→ **ASSIGNMENT**
Give again, exactly as written, each line of the material below starting at the line that contains "pub struct StoppableAsyncTaskHandle<T: Clone>" and ending at the line that contains "pub fn ask_to_stop(&self)". Both ends count, and no other line does.

★ ★ ★ ★ ★

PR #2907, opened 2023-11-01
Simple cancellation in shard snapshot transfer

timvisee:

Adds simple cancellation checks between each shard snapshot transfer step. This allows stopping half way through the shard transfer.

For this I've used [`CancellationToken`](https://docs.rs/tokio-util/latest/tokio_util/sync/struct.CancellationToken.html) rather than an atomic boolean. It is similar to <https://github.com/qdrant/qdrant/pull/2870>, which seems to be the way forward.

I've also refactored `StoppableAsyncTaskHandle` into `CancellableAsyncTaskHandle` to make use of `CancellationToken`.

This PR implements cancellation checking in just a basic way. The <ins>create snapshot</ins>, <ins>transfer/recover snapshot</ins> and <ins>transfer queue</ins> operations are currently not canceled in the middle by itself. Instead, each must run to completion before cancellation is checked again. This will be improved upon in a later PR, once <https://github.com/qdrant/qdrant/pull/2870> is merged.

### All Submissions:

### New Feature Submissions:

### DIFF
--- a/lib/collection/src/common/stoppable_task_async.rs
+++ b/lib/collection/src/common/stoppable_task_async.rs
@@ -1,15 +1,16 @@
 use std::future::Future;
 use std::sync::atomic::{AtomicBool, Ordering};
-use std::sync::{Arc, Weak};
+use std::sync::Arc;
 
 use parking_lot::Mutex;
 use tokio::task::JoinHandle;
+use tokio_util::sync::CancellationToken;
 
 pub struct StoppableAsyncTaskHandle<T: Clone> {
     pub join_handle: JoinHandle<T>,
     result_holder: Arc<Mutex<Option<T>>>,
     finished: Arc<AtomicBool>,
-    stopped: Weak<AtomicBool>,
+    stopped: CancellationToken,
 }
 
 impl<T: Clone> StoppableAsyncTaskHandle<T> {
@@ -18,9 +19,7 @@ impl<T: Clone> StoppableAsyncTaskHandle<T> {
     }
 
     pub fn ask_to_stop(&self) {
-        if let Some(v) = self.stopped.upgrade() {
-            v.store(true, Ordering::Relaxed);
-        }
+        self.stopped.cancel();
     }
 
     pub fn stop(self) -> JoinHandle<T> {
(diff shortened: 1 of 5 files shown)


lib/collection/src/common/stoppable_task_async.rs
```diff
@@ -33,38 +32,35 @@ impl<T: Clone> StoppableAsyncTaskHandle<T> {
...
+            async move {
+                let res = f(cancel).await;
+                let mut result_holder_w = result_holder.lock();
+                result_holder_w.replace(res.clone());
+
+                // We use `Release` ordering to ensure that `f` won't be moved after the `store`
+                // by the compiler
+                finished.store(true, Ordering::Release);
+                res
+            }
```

★ ★ ★ ★ ★

→ **WRITTEN RESPONSE**
 pub struct StoppableAsyncTaskHandle<T: Clone> {
     pub join_handle: JoinHandle<T>,
     result_holder: Arc<Mutex<Option<T>>>,
     finished: Arc<AtomicBool>,
-    stopped: Weak<AtomicBool>,
+    stopped: CancellationToken,
 }
 
 impl<T: Clone> StoppableAsyncTaskHandle<T> {
@@ -18,9 +19,7 @@ impl<T: Clone> StoppableAsyncTaskHandle<T> {
     }
 
     pub fn ask_to_stop(&self) {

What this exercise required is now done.